The defendant appeals two district court orders committing him to the custody of the Attorney General for thirty days in order to be evaluated for his present mental competency and his competency at the time of trial. He now moves for release pending appeal. The government has responded in opposition. The defendant has replied.

The defendant was convicted in January 1990 for violations of 21 U.S.C. § 841(a) (1). Following his conviction he obtained new counsel. The defendant later moved the district court for a determination of his mental competency at the time of trial and requested an evaluation to be made on an out-patient basis in a local facility. The defendant was examined by a psychologist. Subsequently, the district court concluded that additional evaluation was necessary and ordered that the defendant be committed to the custody of the Attorney General for thirty days to permit an in-patient evaluation in Springfield, Missouri. The district court denied reconsideration of that order and a stay of the order pending appeal. This appeal followed.

This court has jurisdiction in appeals from all final orders of district court. 28 U.S.C. § 1291. In a criminal case, the final judgment for purposes of appeal is the sentence, and appellate review is generally prohibited until conviction and sentence. Flanagan v. United States, 465 U.S. 259, 263 (1984). Although a finding of incompetency and commitment is immediately appealable in some circumstances, see United States v.

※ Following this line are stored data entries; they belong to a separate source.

PR #84, opened 2017-09-21
add rfc about registry url in lock file

vernak2539:


accepted/0000-registry-url-in-lock-file.md
```diff
@@ -0,0 +1,57 @@
...
+The expected output is for yarn to recognise the registry URL supplied (via either cli flag or
+`.yarnrc` or `.npmrc`) and download from that if the registry used in the lock file is not available.
+
+
+# Detailed design
+
+Let me know if this isn't enough, first time writing an RFC.
+
+
+As a dev that generated their lock file against REGISTRY_A
```
bestander: Here we need a more technical explanation with examples of yarn.lock and config parameter names and concrete URL examples.

accepted/0000-registry-url-in-lock-file.md
```diff
@@ -0,0 +1,57 @@
...
+I would like to pass a cli flag designating REGISTRY_B
+And I would like yarn to download my dependencies from REGISTRY_B
+
+As a dev that generated their lock file against REGISTRY_A
+I would like to overwrite my `.yarnrc` or `.npmrc` designating REGISTRY_B
+And I would like yarn to download my dependencies from REGISTRY_B
+
+# How We Teach This
+
+This would largely be in the internal workings, and wouldn't require teaching. npm 5 does this
```
bestander: We just need an entry in docs page, maybe here https://yarnpkg.com/en/docs/yarnrc.

A short blog post would be great too.

It is straight forward, so no need to mention anything else here.

bestander (changes requested):
Thanks, @vernak2539  that is a great start!
Just some cleanup and more concrete examples would be enough.

accepted/0000-registry-url-in-lock-file.md
vernak2539: @bestander updated the PR. Let me know if more is needed

accepted/0000-registry-url-in-lock-file.md
```diff
@@ -0,0 +1,71 @@
...
+- Yarn Issue:
+
+# Summary
+
+The yarn.lock file includes information about the registry that it was generated against. It would
+be nice if there was no registry information associated with the lock file
+
+# Motivation
+
+We currently have two internal registries/mirrors. We generate the lock file against one we have in
```
bestander: Add more details please.
Short examples how the yarn.lock files are different would be useful

accepted/0000-registry-url-in-lock-file.md
```diff
@@ -0,0 +1,71 @@
...
+our development environment. When our code is deployed to our build/testing environment, we
+no longer have access to the original registry that was used to generate the lock file. This causes
+our download to error as yarn cannot retrieve the packages.
+
+The expected output is for yarn to recognise the registry URL supplied (via either cli flag or
+`.yarnrc` or `.npmrc`) and download from that if the registry used in the lock file is not available.
```
bestander: no need to do it in .npmrc, just mention .yarnrc.

accepted/0000-registry-url-in-lock-file.md
```diff
@@ -0,0 +1,71 @@
...
+be nice if there was no registry information associated with the lock file
+
+# Motivation
+
+We currently have two internal registries/mirrors. We generate the lock file against one we have in
+our development environment. When our code is deployed to our build/testing environment, we
+no longer have access to the original registry that was used to generate the lock file. This causes
+our download to error as yarn cannot retrieve the packages.
+
+The expected output is for yarn to recognise the registry URL supplied (via either cli flag or
```
bestander: please provide the name of the flag

accepted/0000-registry-url-in-lock-file.md
```diff
@@ -0,0 +1,71 @@
...
+
+As a dev that generated their lock file against REGISTRY_A
+I would like to pass a cli flag designating REGISTRY_B
+And I would like yarn to download my dependencies from REGISTRY_B
+
+As a dev that generated their lock file against REGISTRY_A
+I would like to designate an alternate registry URL in my `.yarnrc` or `.npmrc` (REGISTRY_B)
+And I would like yarn to download my dependencies from the alternate URL (REGISTRY_B)
+
+I feel like the simplest solution would be to add a "hash" or "commit-ish" field to entries.
```
bestander: That is a lot of text that does not add much value compared to the previous section.
Here we need to see concrete examples how Yarn will behave with the new feature.
I suggest something like this:


If yarn.lock file contains
```
abbrev@1:
   version "1.1.0"
 ```
And .yarnrc has setting `override-registry={"registry.yarn.pkg.com": "registry.npm.org"}`
Then Yarn will fetch `abbrev-1.1.0.tgz` from `https://registry.npm.org/abbrev/-/abbrev-1.1.0.tgz#d0554c2256636e2f56e7c2e5ad183f859428d81f` instead of the one specified in yarn.lock.

File: accepted/0000-registry-url-in-lock-file.md [hunk 7]
```diff
@@ -0,0 +1,71 @@
...
+```
+abbrev@1:
+  version "1.1.0"
+  hash "d0554c2256636e2f56e7c2e5ad183f859428d81f"
+  resolved "https://registry.yarnpkg.com/abbrev/-/abbrev-1.1.0.tgz#d0554c2256636e2f56e7c2e5ad183f859428d81f"
+```
+
+This, with the version already provided, could then be used to generate a URL on the fly or at the beginning of operations if an alternate registry is specified in the scenarios above.
+
+Or, the `resolved` field could change to not include the hostname/origin, which would then be inserted during operations. This would
```
bestander: Let's keep this proposal simple and not have many possible solutions in one place, you can list them below in the alternatives section

accepted/0000-registry-url-in-lock-file.md
```diff
@@ -0,0 +1,71 @@
...
+probably have implications for backwards compatibility though.
+
+
+# How We Teach This
+
+This would largely be in the internal workings, and wouldn't require teaching. npm 5 does this
+already, so it would be inherent.
+
+> If you generated your package lock against registry A, and you switch to registry B, npm will now try to install the packages from registry B, instead of A. If you want to use different registries for different packages, use scope-specific registries (npm config set @myscope:registry=https://myownregist.ry/packages/). Different registries for different unscoped packages are not supported anymore.
+
```
bestander: Then let's just copy what npm5 does.
Make a proposal to match npm5 behavior with similar examples and configs

bestander (changes requested):
Good start, @vernak2539.
I've left a few comments

accepted/0000-registry-url-in-lock-file.md
vernak2539: If we want a proposal to do just like npm, nothing would need to change, just yarn would have to take into account the registry in the rc file, and use the registry in that no matter how the lock file was generated. I think that's where I was going with the original one, but that would be a fundamental change in behaviour, probably a breaking change

csvan: Can I contribute something here? Very eager to see this go through - it is a dealbreaker at the moment for us since we (like @vernak2539 ) use different registries in different build environments.

bestander: @csvan, everyone's contribution is welcome.

bestander:
Overall I like it.
Thanks for following this up, @vernak2539, very much appreciated.
Does anyone have anything to add?

If not then let's merge it and wait for a PR.

bestander (approved):
LGTM, waiting for more comments.
If none please ping me to merge this as is in 5 days.

BYK:
I think this is a good approach but why not go one step further and remove the registry URLs from the lockfile completely?

bestander:
>  but why not go one step further and remove the registry URLs from the lockfile completely?

1. backwards/forwards compatibility
2. easier for Yarn to recognize the pattern as registry sourced
3. smaller change required

imsnif:
Hey, thanks to @csvan for pointing this out! We're feeling this pain when moving registries (https://github.com/yarnpkg/yarn/issues/4817)... This might seem trivial, but I want to make sure (since I did not see this mentioned) - will the added flag also recreate the package checksum? (the checksum ultimately includes the repository url, so if a package was re-published to another registry we'll get a checksum mismatch).

bestander:
Commented on the linked issue, I think this is a separate thing

BYK:
@bestander 

>backwards/forwards compatibility
>easier for Yarn to recognize the pattern as registry sourced

We can probably add a new field per resolution and signal this easily. That should be forward and backwards compatible. Only thing is new lock files wouldn't work with old Yarn versions but I think that was never a concern.

>smaller change required

With my suggestion above, I'm not sure if it would be that big of a difference. The advantage here is avoiding extra processing per field.

bestander:
@BYK, I am ready to discuss the change. :)
Here is my argument - making this change will be a safe and implementation could be fast.

Stripping npm/yarn domain needs way more than just one step forward, we need to think of the migration path.
I think that kind of change is worth a major version update even though coding it is easy.

bestander:
To keep the ball rolling I'll merge this as is.
Very much welcome to enhance it in future iterations but I think we are good to go to get the minimum viable solution in.

@vernak2539 are you eager to send a PR?

accepted/0000-registry-url-in-lock-file.md
Remigius2011: Hi,

our use case is sharing code between external (outside the company, seeing directly public npm repos) and internal developers (i.e. working inside a company, with proxy and an artifactory mirroring the public npm repos). moreover, there is a ci that also sees only internal repos.

actually, there are two issues with repos in yarn.lock:

1. while reading (i.e. when installing npm modules)
2. while writing (i.e. when new modules are added)

my remarks / desires (without regard whether they are fulfilled by the suggested solutions above):

for 1.: basically, what we need is to have a single yarn.lock that is valid and working in both environments, so it can reside in our git repo. even if we would be fine without them, yarn.lock must have embedded repo URLs for backward compatibility. hence we would like to have a single set of URLs, which should be: public URLs for public available npm packages and private (i.e. pointing to the artifactory repo) URLs for private packages (actually, the company has separate artifactory URLs for public and private npm packages). obviously, access to the private packages is only possible from inside the company, so this would break for external developers - which is OK.

for 2.: the desire to have a single set of URLs both valid inside and outside the company (obviously this is only possible for public packages) would mandate that public URLs are written into yarn.lock even when a dependency on a public npm package is added by an internal developer and thus served by the internal artifactory repo. note that this use case does typically not occur during a build process (e.g. in a ci/cd). of course, the package namager has no other means to decide whether a package is public than configuration and the final package URL (in our case, it would be possible to make this distinction, as private packages have a different internal URL, in other cases there might be a set of rules giving such a distinction - which in turn might be overshooting to support).

thus we would probably need means to override a certain public repo by a private one as a *local configuration property* (not going into the git repo - e.g. in .npmrc) and simultaneously using this override "backwards" when writing URLs into yarn.lock. note also that the override cannot only be only a host, as the URL path and/or the protocol under which npm modules are visible may differ between different repos.

arcanis:
Regarding the implementation, I have two comments:

- Not a fan of passing a JSON object as command line argument. Do we need this option? I feel like the most common use case will be to switch the default registry for everything at once (for example to use `registry.npmjs.org` instead of `registry.yarnpkg.com`), so I'd prefer if it was possible to do this without having to specify a full JSON object (which doesn't play well with shellscripts variables).

- The yarnrc files use our lockfile file format, which supports dicts. It would be better to use this syntax instead of encoding the registry mapping with JSON.

arcanis:
I also note the following comment quoting the npm behavior:

> Different registries for different unscoped packages are not supported anymore.

Why do we need to support a registry=>registry mapping, then?

rally25rs:
> I think this is a good approach but why not go one step further and remove the registry URLs from the lockfile completely?

Since this _could_ be slated for yarn v2, we could ignore backwards compatibility. IMO adding another setting to override the registry is just going to cause confusion between when to use `registry=` and `override-registry=`

kopax-polyconseil:
1. The checksum of the yarn lock change if you edit it, that's one problem
2. The git repo not being up to date after editing the yarn lock, a second problem. 
3. A workaround would be to allow to specifiy the lock file then create a 2nd one with the first one using the other repo, that's not possible
4. A setting stronger than `--repository` that could take precedence over the lock file, also not possible.

Any plan to implement a solution within yarn after all those years ?

accepted/0000-registry-url-in-lock-file.md
kopax-polyconseil: any update on this rfc ?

White, 887 F.2d 705 (6th Cir. 1989); United States v. Baker, 807 F.2d 1315 (6th Cir. 1986), we conclude that in this case the order is not immediately appealable. Here, the district court has yet to rule upon either the defendant's competency or his motion to vacate the judgment on grounds of incompetency at the time of trial. Rather, this is a "first-step order that the defendant be evaluated in order for the court to make a finding under Sec. 4241(d) ..." United States v. Gold, 790 F.2d 235, 239 (2d Cir. 1986).

In an appropriate case a notice of appeal may be construed as a petition for a writ of mandamus. See Hammons v. Teamsters, Chauffeurs, Warehousemen & Helpers, Local No. 20, 754 F.2d 177 (6th Cir. 1985). However, this is not a case in which the extraordinary relief of mandamus is appropriate. In the instant case, the defendant has raised the issue of his competency at trial some eight months after the fact. The district court initially considered the evaluations obtained locally on an out-patient basis as requested by the defendant. Further, the district court has statutory authority to commit a defendant to the Attorney General for an evaluation of competency, and that is all that he has done at this point. Accordingly, this case is distinguishable from In Re: Newchurch, 807 F.2d 404 (5th Cir. 1986) which has been relied upon by the defendant.

It is therefore ORDERED that the defendant's appeal is dismissed sua sponte for lack of jurisdiction. His motion for release pending appeal is moot. Rule 9(b) (1), Local Rules of the Sixth Circuit.